Task requirements
Can you pull out each line of the data below that includes the word "hooks"?

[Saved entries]
PR #246, opened 2024-02-01
Replace command that copyied the .ssh directory and made the workspace world rwx

triarius:
Previously, a container in the job's pod would copy the .ssh directory and recursively chmod 777 the workspace directory, which contains the checkout directory.

This has directly or indirectly caused several issues:
- The checkout directory will also show a git diff: https://github.com/buildkite/agent-stack-k8s/blob/-/.buildkite/steps/check-code-generation.sh#L12
- The 777 permissions prevents private plugins from being checked out: https://3.basecamp.com/3453178/buckets/23112918/card_tables/cards/6211134454#__recording_6230141831
- Because the command was run through the agent, repository hooks were run in the checkout container, when (some of them) should be run in a job container: https://coda.io/d/Escalations-Feedback_dHnUHNps1YO/Pipelines-Escalations_su7FT#Pipelines-Escalations-Board_tu__K/r189

See also: https://linear.app/buildkite/issue/PDP-771/rethink-making-the-workspace-world-rwx where some of this is consolidated.

I believe copying the .ssh directory was done so that users using an ssh private key to checkout their repository will be able to use these credentials in their jobs as well. But I think the necessity to communicate with the repository after checkout is low, and if it's needed, there are alternative methods of mounting the credentials with the user should set up for their job containers. Furthermore, the fact that the permissions of the ssh private key was changed to be 777 makes it unlikely that ssh would have worked. It's [notoriously finicky](https://www.baeldung.com/linux/ssh-key-permissions#private-key-permissions) about the permissions of private keys.

So, in this PR, I have removed that command (the command phase entirely, which solves the issue of repository hooks running before the job). However, an issue arises if a job container does not run as root. To handle this, I've allowed the user to specify what user/group should own the workspace based on what they specific in the security context of the PodSpec. This does mean that all their containers should run as the same user, but I think that's an appropriate restriction. Using the security context to control this rather than creating another option seems more idiomatic to Kubernetes.

So now, the checkout container only performs the checkout phase, so hooks that are not part of the checkout phase will not run. Hooks that are part of the checkout phase will still run. We may decide to allow users to specify plugins to run in the checkout container too, but that's not done in this PR.

Along the way, I encountered several issues with the integration tests (a big theme in many of my PRs). I did break some of the fixes out into other PRs, but it is hard to that to some of the ones in this PR without failing tests.


internal/integration/testcase_test.go
```diff
@@ -89,9 +90,11 @@ func (t testcase) CreatePipeline(ctx context.Context) (string, func()) {
 	})
 	require.NoError(t, err)
 
-	return *pipeline.GraphQLID, func() {
-		if !preservePipelines {
-			t.deletePipeline(ctx)
+	return *pipeline.GraphQLID, func(t testcase) func() {
```
DrJosh9000, line 93: Why does the cleanup closure need to take the (same) `testcase` as an arg? afaict a copy of `testcase` will contain the same `*testing.T` and `*buildkite.Client`, so the cleanup closure should work on the captured `t` without having to pass it back in.

internal/controller/scheduler/scheduler.go
```diff
@@ -386,25 +396,53 @@ func (w *jobWrapper) Build() (*batchv1.Job, error) {
...
+				podUser,
+			)}
+		} else {
+			checkoutContainer.Args = []string{fmt.Sprintf(`set -exufo pipefail
+adduser -D -u %d -G root -h /workspace buildkite-agent
+su buildkite-agent -c "buildkite-agent-entrypoint bootstrap"`,
+				podUser,
+			)}
+		}
+	}
```
triarius, line 444:
```suggestion
	} else {
		checkoutContainer.Command = []string{"buildkite-agent-entrypoint"}
		checkoutContainer.Args = []string{"bootstrap"}
	}
```

internal/controller/scheduler/scheduler.go
```diff
@@ -386,25 +396,53 @@ func (w *jobWrapper) Build() (*batchv1.Job, error) {
 		WorkingDir:      "/workspace",
```
triarius, line 396: Remove setting args when initializing checkoutContainer above

DrJosh9000 (approved):
🥝 Nice work

internal/controller/scheduler/scheduler.go
```diff
@@ -413,7 +451,6 @@ func (w *jobWrapper) Build() (*batchv1.Job, error) {
 		Command:         []string{"cp"},
 		Args: []string{
 			"/usr/local/bin/buildkite-agent",
-			"/usr/local/bin/ssh-env-config.sh",
```
triarius, line 416: Undelete this

internal/controller/scheduler/scheduler.go
triarius: Not applicable now that's in a method.

internal/controller/scheduler/scheduler.go
```diff
@@ -378,33 +380,9 @@ func (w *jobWrapper) Build() (*batchv1.Job, error) {
...
-			Value: "checkout,command",
-		}, {
-			Name:  "BUILDKITE_AGENT_NAME",
-			Value: "buildkite",
-		}, {
-			Name:  "BUILDKITE_CONTAINER_ID",
-			Value: "0",
-		}, {
-			Name:  "BUILDKITE_COMMAND",
-			Value: "cp -r ~/.ssh /workspace/.ssh && chmod -R 777 /workspace",
```
triarius, line 403: Note: I've removed this command in the new definition of the checkout container below.

internal/controller/scheduler/scheduler.go
triarius: We're still 0.x, so I think it's ok to break for someone who relies on it. I think it's unlikely anyone would have relied on it as:
1. The role of this script is to write out the contents of an environment variable as a `.ssh/id_x` file (or equivalent).
2. That was already done in the checkout container, and the result was copied into the `/workspace/.ssh` directory, so there was no need to run this script in the previous versions.
3. Indeed, the script was not run in the job container as we defined them

If a customer does want to run this script in their job container, our recommendation will be to get if from the source: https://github.com/buildkite/docker-ssh-env-config

internal/controller/scheduler/scheduler.go
triarius: N/A because of the switch statment

internal/integration/fixtures/helloworld.yaml
triarius, line 1: This hello world was doing too much. I've broken that out into a different test.

internal/integration/testcase_test.go
triarius: I don't know what I was thinking when I wrote that. I was probably exhausted after many test failures that I could not debug!

I've simplified it significantly now.

internal/integration/testcase_test.go
```diff
@@ -188,10 +189,13 @@ func (t testcase) AssertArtifactsContain(build api.Build, expected ...string) {
 		nil,
 	)
 	require.NoError(t, err)
-	require.Len(t, artifacts, 2)
```
triarius, line 191: Seems a bit arbitrary to expect there to be exactly 2 artifacts 🤷‍♂️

Reply to the exercise
- Because the command was run through the agent, repository hooks were run in the checkout container, when (some of them) should be run in a job container: https://coda.io/d/Escalations-Feedback_dHnUHNps1YO/Pipelines-Escalations_su7FT#Pipelines-Escalations-Board_tu__K/r189
So, in this PR, I have removed that command (the command phase entirely, which solves the issue of repository hooks running before the job). However, an issue arises if a job container does not run as root. To handle this, I've allowed the user to specify what user/group should own the workspace based on what they specific in the security context of the PodSpec. This does mean that all their containers should run as the same user, but I think that's an appropriate restriction. Using the security context to control this rather than creating another option seems more idiomatic to Kubernetes.
So now, the checkout container only performs the checkout phase, so hooks that are not part of the checkout phase will not run. Hooks that are part of the checkout phase will still run. We may decide to allow users to specify plugins to run in the checkout container too, but that's not done in this PR.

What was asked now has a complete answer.